When the polls closed on May 11, however, La Pelusa was behind, and managed to get into the runoff election because Greaves was about 130 votes shy of the necessary 50 percent to win outright.
“It is very difficult for incumbents to make up votes in this anti-incumbent atmosphere,” said one political observer.
La Pelusa is the victim of one of the largest mayoral victories in Bayonne history, as Smith won his election over Assemblyman Anthony Chiappone and retired police officer, Leonard Kantor, by taking 67 percent of the total vote.
Heading a ticket that critics jokingly called “the no-name ticket” because of how few of the five candidates had much name recognition, Smith carried nearly all of them to victory.
Cotter, in the 1st Ward – like La Pelusa – managed to hold off Smith-backed Agnes Gillespie. But Cotter also has a chore if he wants to fill the seat vacated by outgoing incumbent Councilman Ted Connolly.
“I’m really hoping Gary and I both can win,” Cotter said. “Otherwise, most council meetings will become ‘Kick around Cotter’ nights,” Cotter said.
Both La Pelusa and Cotter ran in the May 11 election as independents, meaning they were attached to no ticket. While this may seem like an advantage in a year when outsiders are considered admirable in most voters opinions, elections are rarely won on personality alone.
Former state Senator Bernard Kenny once noted that every campaign has two parts, the campaign leading up to election day and election day itself. Candidates try to sway voters during the first part, but the second part is won by getting people out to the polls.

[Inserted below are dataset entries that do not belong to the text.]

PR #5923, opened 2023-07-20
Allowed players to eat in creative mode and difficulty peaceful

NTT1906:
## Introduction
Allowed players to eat in creative mode and difficulty peaceful.

- Added **`Player::canEatWithoutHunger()`.**

## Backwards compatibility
Maybe?

## Tests

https://github.com/pmmp/PocketMine-MP/assets/54394881/961b72ef-62e2-4e46-a470-844cf21482e9


src/entity/Human.php
```diff
@@ -190,11 +190,10 @@ public function getHungerManager() : HungerManager{
 		return $this->hungerManager;
 	}
 
-	public function consumeObject(Consumable $consumable) : bool{
-		if($consumable instanceof FoodSource && $consumable->requiresHunger() && !$this->hungerManager->isHungry()){
+	public function consumeObject(Consumable $consumable, bool $forceEating = false) : bool{
+		if (($consumable instanceof FoodSource) && !$forceEating && $consumable->requiresHunger() && !$this->getHungerManager()->isHungry()){
```
ShockedPlot7560: Perhaps you should put it on several lines to make the condition more legible.

src/player/Player.php
```diff
@@ -673,6 +674,13 @@ public function setUsingItem(bool $value) : void{
 		$this->networkPropertiesDirty = true;
 	}
 
+	/**
+	 * Allow eating
+	 */
+	public function forceAllowEating() : bool{
```
ShockedPlot7560: ``allowForceEating`` seems better

src/player/Player.php
```diff
@@ -2000,6 +2008,10 @@ public function emote(string $emoteId) : void{
 		}
 	}
 
+	public function consumeObject(Consumable $consumable, bool $forceEating = false) : bool{
+		return parent::consumeObject($consumable, $this->forceAllowEating() || $forceEating);
```
ShockedPlot7560: Prefer conditions that consume less first, i.e. check the variable before the function.

src/entity/Human.php
```diff
@@ -190,11 +190,10 @@ public function getHungerManager() : HungerManager{
...
 			return false;
 		}
-
```
ShockedPlot7560, line 196: Unnecessary change

src/entity/Human.php
ShockedPlot7560: Plus prefer conditions that consume less first like the variable check before the instance.

ShockedPlot7560 (changes requested):

src/entity/Human.php
dktapps: In practice the difference between the two is likely to be negligible, but in this case the instanceof is related to the later part of the condition also.

dktapps:
Not a fan of the signature changes here. I think this should be doable without API changes.

src/entity/Human.php
NTT1906: > Plus prefer conditions that consume less first like the variable check before the instance.

Can you explain it further?

NTT1906:
By the way, how to automatically delete the use path when not using (e.g: use pocketmine\entity\Consumable;) in PhpStorm?

src/entity/Human.php
```diff
@@ -191,8 +191,13 @@ public function getHungerManager() : HungerManager{
 	}
 
 	public function consumeObject(Consumable $consumable) : bool{
-		if($consumable instanceof FoodSource && $consumable->requiresHunger() && !$this->hungerManager->isHungry()){
-			return false;
+		if ($consumable instanceof FoodSource) {
+			if ($this instanceof Player && $this->allowForceEating()) {
```
dktapps: `$this instanceof` is a sure sign that your code design is flawed.

src/entity/Human.php
```diff
@@ -170,6 +170,10 @@ public function sendSkin(?array $targets = null) : void{
 		]);
 	}
 
+	public function allowForceEating () : bool{
```
ShockedPlot7560:
```suggestion
	public function allowForceEating() : bool{
```

src/entity/Human.php
```diff
@@ -191,8 +195,13 @@ public function getHungerManager() : HungerManager{
 	}
 
 	public function consumeObject(Consumable $consumable) : bool{
-		if($consumable instanceof FoodSource && $consumable->requiresHunger() && !$this->hungerManager->isHungry()){
-			return false;
+		if ($consumable instanceof FoodSource) {
```
ShockedPlot7560: Code style, no space before and after parentheses

src/entity/Human.php
```diff
@@ -191,8 +195,13 @@ public function getHungerManager() : HungerManager{
...
+			if ($this->allowForceEating()) {
```
ShockedPlot7560: Same here

src/entity/Human.php
```diff
@@ -191,8 +195,13 @@ public function getHungerManager() : HungerManager{
...
+				return parent::consumeObject($consumable);
+			}
+			if ($consumable->requiresHunger() && !$this->getHungerManager()->isHungry()) {
```
ShockedPlot7560: Same here

src/player/Player.php
```diff
@@ -673,6 +673,10 @@ public function setUsingItem(bool $value) : void{
 		$this->networkPropertiesDirty = true;
 	}
 
+	public function allowForceEating () : bool{
```
ShockedPlot7560:
```suggestion
	public function allowForceEating() : bool{
```

src/entity/Human.php
```diff
@@ -191,8 +195,13 @@ public function getHungerManager() : HungerManager{
 	}
 
 	public function consumeObject(Consumable $consumable) : bool{
```
ShockedPlot7560, line 196: Can be simplified to have only two returns instead of duplicating the call to the parent

ShockedPlot7560 (changes requested):
I find the name of the added function rather odd, but I wouldn't know how to replace it.

src/player/Player.php
dktapps: I'm not a fan of this name. It feels way too specific.

NTT1906: > I'm not a fan of this name. It feels way too specific.

what is your idea?

NTT1906: canPlayerConsume

canPlayerSnack
canPlayerChew
canPlayerDevour
isPlayerFamished

allowForceFeast
canFreelyEating

ShockedPlot7560: Could `canEatAnytime` better ? It can't include `player` because it's linked to Human and not only Player.

dktapps: None of these address my original comment.
I'm thinking more along the lines of `canEat()`, which covers the creative case and hunger together.

NTT1906: `canEat()` seems too general, but I too go with that.

NTT1906: @ShockedPlot7560 Can I go with "canEatWithoutHunger"?

NTT1906: I think I will go with "canEatWithoutHunger"

dktapps (changes requested):
I don't like this solution. I think a better solution would be to have a switch to enable/disable HungerManager, and a way for the World to notify players when the difficulty is changed. This would allow plugins more power over it rather than hardlocking the logic into a random `Player` function.

dktapps:
Superseded by https://github.com/pmmp/PocketMine-MP/commit/12214792b32a63a0668a2ecbc175f148bd7fe222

While anyone can promise you anything before the election, Smith campaign workers found a way to know if people they spoke to during the first campaign actually showed up at the polls. Kids the campaign hired gave people pieces of paper which got turned in outside the polls.
Secaucus primary
Although no one is officially running as a Republican in the Secaucus primary for town council, a write-in vote could change this – and some people are debating whether or not to vote for Board of Education Trustee Tom Troyer in the 2nd Ward. Troyer said he is happy where he is, but would not discourage people if they chose him.
Meanwhile, one reader of this column took exception to the fact that Mark Buscino was listed as a Democratic candidate, put on the line by Municipal Chairman Vinnie Prieto as the official Democratic choice in the primary.
“You seem to have got it mixed up in Secaucus. Mark Buscino was actually Gonnelli’s choice,” this reader said. “That was the deal he made with Prieto. Sue Pirro, unbeknownst to her, is the sacrificial lamb.”
Mayor Mike Gonnelli has selected Susan Pirro as his 3rd Ward candidate in the November election. Buscino faces a primary challenge from Mike Makarski, who said he believes voters deserve another choice.
Buscino is one of those people courted by several sides in last year’s election. A former Board of Education member, he was courted by former Mayor Dennis Elwell and Gonnelli.
Pirro ran for 3rd Ward in the 2009 primary as a member of a ticket headed by Peter Weiner, but was once an Elwell candidate when she served on the Board of Education.
Stack has Christie’s attention
You have to admire Republican Governor Christopher Christie for his audacity, making repeated visits to Hudson County, first to visit with Hoboken Mayor Dawn Zimmer, and then several visits to state Senator and Union City Mayor Brian Stack.
A door to door vacuum cleaner salesman could not be more persistent. But what is Christie selling in Hudson County by meeting with political figures that are outside the usual Democratic political loop?
You might think Christie is taunting his arch rival, Democratic U.S. Senator Robert Menendez, first by meeting with Zimmer – who has ruffled Menendez’s feathers – and then meeting with Stack, who Menendez himself is trying to court into becoming the next chairman of the Hudson County Democratic Organization, which seems unlikely, leaving Bayonne’s Mayor Smith as the frontrunner.
Christie’s poll numbers have plummeted as a result of his attempts to reform state and municipal government, and he’s been forced to relent on a few of his proposals such as those concerning the state’s senior citizen population. But people who know Christie best say he won’t back down in his attack on the state’s unions, regardless of how many people they send to Trenton to protest.
Christie is, however, forcing municipalities to make hard choices for the first time, choices towns resisted making in the past as long as they had state aide they could rely on. The problem politically is that Christie may not be helping Republicans take back the legislature with his “spread the suffering” approach to balancing the state budget.